Es cierto que alguna vez quizás se quejaba (por ejemplo del machismo del padre Escrivá), pero siempre era una queja muy contenida: la Iglesia en general, y el Opus en particular, eran "obra de Dios" y, por lo tanto, aunque viera algo que la disgustaba, como por ejemplo algunos rasgos discriminadores hacia las mujeres, no era motivo de ninguna oposición seria. La capacidad que tenía a veces para ver su situación matrimonial "desde fuera" no la tenía para ver, también desde fuera, su situación religiosa.
Ya he expuesto antes el doble mensaje que le llegaba a mi madre. Por un lado, que tenía que aspirar siempre a la excelencia. Y por otro lado, que tenía que tomarse la vida más relajadamente, que tenía que ser menos autoexigente, para evitar los estados de frustración y de ansiedad que tanto la perjudicaban.
Las personas concretas del Opus que ella tenía como referentes supongo que no eran muy conscientes de este doble mensaje, ni del conflicto que a ella le generaban estos consejos contradictorios, incompatibles.
Por parte de mi padre no sé si había también un doble discurso, no lo tengo claro; quizás en su caso no era así, y su claridad, su falta de ambivalencia, hacían que quedara más expuesto y que, por lo tanto, fuera el objetivo principal de las quejas de mi madre.
Creo, por lo tanto, que mi madre tenía razón cuando relacionaba a mi padre con sus depresiones. Pero también creo que todavía habría tenido más razón si esta relación lo hubiera hecho extensiva a las personas del Opus con quien trataba. Pero no era así.

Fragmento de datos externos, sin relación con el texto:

PR #904, opened 2026-06-05
feat(linux): implement PipeWire system audio capture for transcriptions

### LINKED ISSUE #901: Linux system audio capture non-functional in 1.7.2
**Describe the bug**
Meeting transcription captures microphone only. Remote participants/system audio is not transcribed.

I didn't get a dialog to choose the system audio or grant permission either.

**To Reproduce**
1. Open OpenWhispr
2. Open a Meeting Note
3. Start Transcription
4. Play Audio in Browser
5. Talk into Microphone
-> Browser audio not transcribed, Microphone input transcribed

**Expected behavior**
The system audio is transcribed as well. I found multiple indications that it is supposed to work on Linux 
- https://docs.openwhispr.com/platform/linux#meeting-audio-linux
- https://docs.openwhispr.com/guides/meeting-transcription
- https://github.com/OpenWhispr/openwhispr/blob/main/TROUBLESHOOTING.md#linux-system-audio-portal-issues

---
Environment
- OpenWhispr 1.7.2 (Linux x86_64 AppImage)

- OS: Nobara Linux (Fedora 43 base)
- Kernel: 7.0.9-200.nobara.fc43.x86_64
- Desktop: GNOME 49 on Wayland
- Audio: PipeWire 1.4.11 (PulseAudio compat layer)
- xdg-desktop-portal: 1.20.4
- xdg-desktop-portal-gnome: 49.0
- Browser: Firefox (Flatpack), Chromium
---

Relevant logs

```
[WARN][meeting][renderer] Linux system audio capture failed, continuing with mic only { error: 'Not supported' }
[INFO][meeting][renderer] Meeting transcription started successfully {
  systemAudioMode: 'portal',
  systemAudioStrategy: 'browser-portal',
  bufferedChunks: 28,
  bufferedSystemChunks: 0,
  ...
}
```

```
❯ rpm -q xdg-desktop-portal xdg-desktop-portal-gnome
  systemctl --user status xdg-desktop-portal-gnome
  
  xdg-desktop-portal-1.20.4-1.fc43.x86_64
  xdg-desktop-portal-gnome-49.0-1.fc43.x86_64
  ● xdg-desktop-portal-gnome.service - Portal service (GNOME implementation)
       Loaded: loaded (/usr/lib/systemd/user/xdg-desktop-portal-gnome.service; static)
      Drop-In: /usr/lib/systemd/user/service.d
               └─10-timeout-abort.conf
       Active: active (running) since Thu 2026-06-04 21:25:29 CEST; 12h ago
   Invocation: b35be6a24bb142e395190d6ed43e30a1
     Main PID: 85320 (xdg-desktop-por)
        Tasks: 6 (limit: 38218)
       Memory: 26M (peak: 27.2M)
          CPU: 621ms
       CGroup: /user.slice/user-1000.slice/user@1000.service/app.slice/xdg-desktop-portal-gnome.service
               └─85320 /usr/libexec/xdg-desktop-portal-gnome

  Jun 04 21:25:28 ada-pc systemd[84663]: Starting xdg-desktop-portal-gnome.service - Portal service (GNOME implementation)...
  Jun 04 21:25:29 ada-pc systemd[84663]: Started xdg-desktop-portal-gnome.service - Portal service (GNOME implementation).
```

---

Claude Code traced through the code and found the following

Two compounding issues:

1. portal-helper strategy never selected

`getMeetingSystemAudioCapabilityMode()` in `ipcHandlers.js` returns "portal" for Linux. The portal-helper strategy is only selected when `supportsPersistentGrant` is `true`, which requires `supportsNativeCapture` to be `true`. However, in `resources/linux-system-audio-helper.c`, `supportsNativeCapture` is hardcoded to false:

```
// linux-system-audio-helper.c, print_probe_json()
fputs(",\"supportsNativeCapture\":false", stdout);  // line 109
```

Probe output confirms:
`{"ok":false,"portalVersion":0,"supportsPersistMode":false,"supportsRestoreToken":false,"supportsSystemAudio":false,"supportsNativeCapture":false,"error":"portal_unavailable"}`

Additionally, the start command in the helper explicitly states the capture is not implemented:
```
// line 452
emit_event("warning", "capture_unimplemented",
           "Native PipeWire PCM capture is not implemented in this helper yet", NULL);
```

2. `browser-portal` fallback fails on GNOME Wayland

The fallback browser-portal strategy calls Electron's `getDisplayMedia` with `systemAudio: 'include'`. On GNOME Wayland, this returns 'Not supported' immediately — the portal chooser never appears and no audio track is returned. The `xdg-desktop-portal` ScreenCast interface provides video only; audio is not included in the PipeWire stream.

---

My current workaround is to create a virtual output audio device that combines both mic and system audio but then of course you don't get any kind of diarization at all.

Digging a bit in the PRs, it seems that 
- #566  Added loopback approach
- #582 Removed loopback approach

0x4bs3nt:
## Summary 

- Implement PipeWire PCM capture (S16LE, 24kHz, mono) via `PW_KEY_STREAM_CAPTURE_SINK`, matching the format used by the macOS audio tap and Windows loopback paths. Audio is streamed to stdout for the existing `LinuxPortalAudioManager` to consume.
- All PipeWire code is gated behind `#ifdef HAVE_PIPEWIRE`. Without `libpipewire-0.3` at compile time, the binary builds and behaves exactly as before — no regression.

Fixes #901.

## Build changes

`scripts/build-linux-system-audio.js` now detects `libpipewire-0.3` via pkg-config and adds `-DHAVE_PIPEWIRE` when available. The hash calculation includes PipeWire flags so the binary rebuilds when availability changes.

## CI Note / Warning

The Linux AppImage build in `release.yml` needs `libpipewire-0.3-dev` added to the `apt-get install` line to ship with PipeWire capture enabled. Without it, the AppImage builds without `HAVE_PIPEWIRE` — no regression, but no fix in the released binary.

## Test plan

- [x] Verified on NixOS + KDE Plasma Wayland + PipeWire 1.4.9
- [x] Muted mic, played YouTube in browser — system audio captured and transcribed (`source: 'system'`)
- [x] Unmuted mic — echo/bleed detection correctly deduplicates mic pickup
- [x] Probe output: `supportsNativeCapture: true`, portal version 5, all capabilities detected
- [x] Strategy: `portal-helper` (not `browser-portal`)
- [x] `npm run lint` — clean
- [x] `npm run format` — clean
- [x] Verify on GNOME Wayland
- [x] Verify on non-PipeWire system (should fall back gracefully)

### DIFF
--- a/.github/workflows/build-and-notarize.yml
+++ b/.github/workflows/build-and-notarize.yml
@@ -74,12 +74,17 @@ jobs:
       - name: Install Linux build and packaging dependencies
         run: |
           sudo apt-get update
-          sudo apt-get install -y rpm libx11-dev libxtst-dev libatspi2.0-dev libglib2.0-dev
+          sudo apt-get install -y rpm libx11-dev libxtst-dev libatspi2.0-dev libglib2.0-dev libpipewire-0.3-dev pkg-config
 
       - name: Create runtime env
         run: |
           echo "GOOGLE_CALENDAR_CLIENT_ID=${{ secrets.GOOGLE_CALENDAR_CLIENT_ID }}" >> .env
           echo "GOOGLE_CALENDAR_CLIENT_SECRET=${{ secrets.GOOGLE_CALENDAR_CLIENT_SECRET }}" >> .env
+
+      - name: Verify PipeWire system audio helper build
+        run: |
+          npm run compile:linux-system-audio
+          resources/bin/linux-system-audio-helper probe | grep '"supportsNativeCapture":true'
 
       - name: Build Application
         run: npm run build:linux -- --publish never
--- a/.github/workflows/build-and-notarize.yml
+++ b/.github/workflows/build-and-notarize.yml
@@ -84,6 +84,7 @@ jobs:
       - name: Verify PipeWire system audio helper build
         run: |
           npm run compile:linux-system-audio
+          # supportsNativeCapture reflects compile-time PipeWire linkage, so this passes on CI runners with no PipeWire daemon (where "ok" is false).
           resources/bin/linux-system-audio-helper probe | grep '"supportsNativeCapture":true'
 
       - name: Build Application
--- a/.github/workflows/release.yml
+++ b/.github/workflows/release.yml
@@ -73,12 +73,17 @@ jobs:
       - name: Install Linux build and packaging dependencies
         run: |
           sudo apt-get update
-          sudo apt-get install -y rpm libx11-dev libxtst-dev libatspi2.0-dev libglib2.0-dev
+          sudo apt-get install -y rpm libx11-dev libxtst-dev libatspi2.0-dev libglib2.0-dev libpipewire-0.3-dev pkg-config
 
       - name: Create runtime env
         run: |
           echo "GOOGLE_CALENDAR_CLIENT_ID=${{ secrets.GOOGLE_CALENDAR_CLIENT_ID }}" >> .env
           echo "GOOGLE_CALENDAR_CLIENT_SECRET=${{ secrets.GOOGLE_CALENDAR_CLIENT_SECRET }}" >> .env
+
+      - name: Verify PipeWire system audio helper build
+        run: |
+          npm run compile:linux-system-audio
+          resources/bin/linux-system-audio-helper probe | grep '"supportsNativeCapture":true'
 
       - name: Build Application
         run: npm run build:linux -- --publish always
--- a/.github/workflows/release.yml
+++ b/.github/workflows/release.yml
@@ -83,6 +83,7 @@ jobs:
       - name: Verify PipeWire system audio helper build
         run: |
           npm run compile:linux-system-audio
+          # supportsNativeCapture reflects compile-time PipeWire linkage, so this passes on CI runners with no PipeWire daemon (where "ok" is false).
           resources/bin/linux-system-audio-helper probe | grep '"supportsNativeCapture":true'
 
       - name: Build Application
--- a/TROUBLESHOOTING.md
+++ b/TROUBLESHOOTING.md
@@ -99,15 +99,19 @@
 
 OpenWhispr tries clipboard methods in order: `wl-copy` (most reliable) → renderer `navigator.clipboard` → X11 fallback.
 
-### Linux System Audio Portal Issues
+### Linux System Audio PipeWire Issues
 
-**Symptoms:** The Linux share dialog keeps appearing, system audio does not stay granted, or onboarding does not show a system-audio grant step.
+**Symptoms:** Meeting transcription captures the microphone but not other participants, browser audio, or other system audio.
 
 **Fix:**
-1. Update `xdg-desktop-portal` and the matching desktop backend for your session (`xdg-desktop-portal-gnome`, `xdg-desktop-portal-kde`, `xdg-desktop-portal-wlr`, etc.)
-2. Sign out and back in after updating portal packages
-3. Re-run system audio capture and complete the chooser again
-4. Expect the chooser to appear on Linux while OpenWhispr is using the standard browser portal path; some desktops may support more persistent portal behavior later, but fallback capture should still work
+1. Install PipeWire runtime libraries if they are not already present:
+   - Debian/Ubuntu: `sudo apt install pipewire libpipewire-0.3-0`
+   - Fedora/RHEL: `sudo dnf install pipewire pipewire-libs`
+   - Arch: `sudo pacman -S pipewire`
+2. Make sure the PipeWire user service is running for the current session
+3. Sign out and back in after installing or updating PipeWire packages
+4. Restart OpenWhispr and start meeting transcription again
+5. No screen-share chooser is expected for Linux system audio; OpenWhispr captures the default sink monitor directly through PipeWire
 
 ### Meeting Transcription Issues
 
--- a/electron-builder.json
+++ b/electron-builder.json
@@ -193,7 +193,7 @@
   "deb": {
     "afterInstall": "resources/linux/after-install.sh",
     "afterRemove": "resources/linux/after-remove.sh",
-    "depends": ["ydotool"],
+    "depends": ["ydotool", "libpipewire-0.3-0"],
     "fpm": [
       "--deb-recommends",
       "ydotoold",
@@ -217,6 +217,8 @@
       "_build_id_links none",
       "--rpm-tag",
       "Requires: ydotool",
+      "--rpm-tag",
+      "Requires: pipewire-libs",
       "--rpm-tag",
       "Suggests: xdotool",
       "--rpm-tag",
--- a/main.js
+++ b/main.js
@@ -333,6 +333,17 @@ function setupProductionPath() {
 }
 
 // Phase 1: Initialize managers + IPC handlers before window content loads
+// Best-effort cleanup of the orphaned portal restore-token file older builds wrote. See PR #904.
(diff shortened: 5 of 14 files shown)


xAlcahest (commented):
Right direction here, native PipeWire is the correct fix for #901 and gating it behind `#ifdef HAVE_PIPEWIRE` to stay no-regression is the right call. Two things block it though, plus a portal design question worth settling before it lands.

**Blockers**

Doesn't compile. The closing brace of `main()` is gone, the file ends at `linux-system-audio-helper.c:804` on `return 1;`. Built it in a clean Ubuntu 24.04 box with `libpipewire-0.3-dev` and gcc stops at `expected declaration or statement at end of input`. Braces are 121 open, 120 close, and it's in `main()` outside any `#ifdef`, so it fails with or without PipeWire. Put the brace back and both branches build clean against libpipewire 1.0.5, so the new code itself is fine, the line just got dropped while preparing the commit.

Released AppImage won't get PipeWire. `release.yml` installs `libglib2.0-dev` but not `libpipewire-0.3-dev`, so `pkg-config` misses, `-DHAVE_PIPEWIRE` is dropped, and the shipped helper compiles the `#else` branch that reports `supportsNativeCapture:false` and emits `capture_unimplemented`. That's the pre-PR behavior, so #901 stays broken on the release build. You flagged this in the CI note but the change isn't in the PR. Same gap in `build-and-notarize.yml`, so PR CI never even compiles the `HAVE_PIPEWIRE` block. Fix: add `libpipewire-0.3-dev` to both workflows, plus a post-build assert like `linux-system-audio-helper probe | grep '"supportsNativeCapture":true'` so it can't regress silently.

**Design: capture bypasses the portal**

The CreateSession/SelectSources/Start dance exists to get the node id from the Start `streams` array and an fd from `OpenPipeWireRemote`, then `pw_context_connect_fd`. The code reads only `restore_token` from the Start results (`:590`) and never touches `streams`. `OpenPipeWireRemote` isn't called anywhere. `run_pipewire_capture` opens its own connection with `PW_ID_ANY` + `AUTOCONNECT` and `PW_KEY_STREAM_CAPTURE_SINK=true`, so it grabs the default sink monitor through the global socket regardless of what the portal handed back. The portal selection is ignored, the `restore_token` round-trip is cosmetic, and under a Flatpak/snap sandbox there's no direct socket so AUTOCONNECT gets nothing. On a normal desktop you get the same result with no portal at all, which is why it works on your KDE box. Related: `SelectSources` never asks for audio (ScreenCast is video, `types` is the display MONITOR, and `supports_system_audio` is derived from that video bitmask at `:276`). Either wire capture to the portal node (`OpenPipeWireRemote` + node id, drop AUTOCONNECT) or drop the portal and call it direct loopback capture, but the current middle ground shows a permission dialog for a capture that ignores it.

**Smaller stuff**

- No `param_changed` handler. S16LE/24k/mono is offered as `EnumFormat`, a preference, and `on_pw_process` writes raw bytes assuming that's what came back. If the server negotiates F32/48k/stereo you still emit `start` and stream garbage with no error. Parse `SPA_PARAM_Format` and reject or convert.
- `on_pw_process` does a blocking `fwrite` on the RT data thread with stdout `_IONBF` (`:358`, `:323`). If the Node reader stalls and the ~64KB pipe fills, `write()` blocks the RT thread and you get XRUNs. Ring-buffer it and drain off-thread. The `fwrite` return is also ignored, so EPIPE goes unnoticed.
- `emit_event` writes the JSON line as several `fputs` with no lock, called from both the pw thread (`on_pw_state_changed`) and the main thread (`on_start_response` emitting `start`). If the stream errors during startup the lines interleave and the manager never sees a clean `{type:"start"}`, then it times out at 15s. Mutex it, or build the line and write it once.
- `props` leaks if `pw_stream_new_simple` returns NULL (`:381`), minor on a one-shot process.
- `got_signal` is written twice and never read. Dead.
- With PipeWire the helper links `libpipewire-0.3.so.0` directly and nothing bundles the runtime. Fine on a PipeWire desktop, just an undocumented runtime dep.

Checked and clean: `pw_deinit` with no matching `pw_init` is a safe no-op, and `cleanup_pipewire`'s lock/destroy/unlock then stop order is correct, no deadlock or use-after-free.

Worth a GNOME Wayland pass before merge too, that's the #901 environment and it's still unchecked.

0x4bs3nt:
A few notes on the bigger refator:

Default sink targeting implemented by resolving `default.audio.sink` from PipeWire's "default" metadata object and passing it as `PW_KEY_TARGET_OBJECT` on the stream props, with a 500ms timeout fallback to `AUTOCONNECT`. I felt this was the best way to target with a nice fallback.

Additionally, manually tested with quickemu on Gnome + Wayland + Pipewire, as the original issue was, and everything seems to be working normally. Adding screenshots of environment and pipewire checking. Manually tested transcription of youtube video and all works.

env

linux-system-audio

xAlcahest (commented):
Re-reviewed after the rewrite, big step up. Both blockers are gone: it compiles in a clean Ubuntu 24.04 box with `libpipewire-0.3-dev`, both branches, and CI now asserts `supportsNativeCapture:true`. Dropping the portal for a direct sink-monitor loopback is the right call, and resolving `default.audio.sink` to set `PW_KEY_TARGET_OBJECT` instead of bare `PW_ID_ANY` is a nice touch. The `param_changed` format validation, the non-blocking pipe drain off the RT thread, and the `flockfile` around `emit_event` all close the earlier points cleanly. Manager, CI verify step and the deb/rpm/nix runtime deps line up too.

Thanks for the GNOME Wayland + PipeWire run, that covers the #901 environment. The screenshots confirm the environment and a clean PipeWire build there; the transcription itself is on your word so far. A quick grab of the transcript or a `source: system` log line would fully nail it down, not a blocker though.

Two leftovers, neither blocking:

- `finish_start` is `defined but not used` in the non-PipeWire `#else` build (gcc -Wall). Move it inside the `#ifdef`.
- `enqueue_audio_bytes` drops frames silently under backpressure. Right call for realtime, but a debug counter or a one-time log would help diagnose dropouts.

Nice work turning this around.

0x4bs3nt:
Thanks for the quick re-review, still quite new to the project and as I said, C is not my strongest language haha.

Will grab a video or logs from the GNOME Wayland + Pipewire environment and post here, as well as fix the two leftovers today.

0x4bs3nt:
@xAlcahest Fixed the issues, also recorded a video of the transcription working alongside the logs on the original GNOME Wayland + Pipewire environment.

[Screencast_20260611_004126.webm](https://github.com/user-attachments/assets/5f8608b9-3991-4d8e-b547-74a478ae8487)

Let me know if anything else needs fixing on this PR.

xAlcahest (commented):
Went through the new commit and the screencast. Both leftovers are handled: `finish_start` is now inside the `#ifdef`, and dropped frames are tracked with an atomic counter plus a one-time `audio_frames_dropped` warning. Clean.

The GNOME Wayland + PipeWire recording covers the end-to-end path: `systemAudioMode: 'loopback'`, capture starts cleanly, and the YouTube audio gets transcribed live into the note. The `Skipping duplicate local mic segment that matches system audio` lines confirm the system stream is genuinely captured and deduped against the mic, not just mic pickup. FFmpeg conversion and diarization fire at the end, no PipeWire errors or drop warnings in the run.

Code and demo both look good to me. Nice work turning this around.

xAlcahest (approved):
LGTM. Both blockers and the two leftovers are resolved, and the GNOME Wayland + PipeWire screencast shows system-audio capture and transcription working end to end. Thanks for the iterations.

Por ejemplo: ya he hablado antes de que, unos y otros (marido y entorno religioso), compartían el punto de vista de que los problemas emocionales de mi madre no tenían ninguna dimensión "sistémica", relacional. Sobre este tema, no albergaban ninguna duda: ella tenía que cambiar, ella tenía que curarse, ella...
Es decir, nadie se planteaba (ni marido ni entorno religioso), que quizás, además de aquello que ella tuviera que cambiar, "también había otras cosas que tenían que cambiar". Nadie pensaba esto. Y el resulta era que la confusión, los malestares y el desamparo de mi madre todavía eran mayores. (2)
Que esta actitud "desentendida" de unos y otras fuera a causa de ignorancia, de incapacidad o de comodidad, esto ya es otro tema. Es posible que fuera una mezcla de todo.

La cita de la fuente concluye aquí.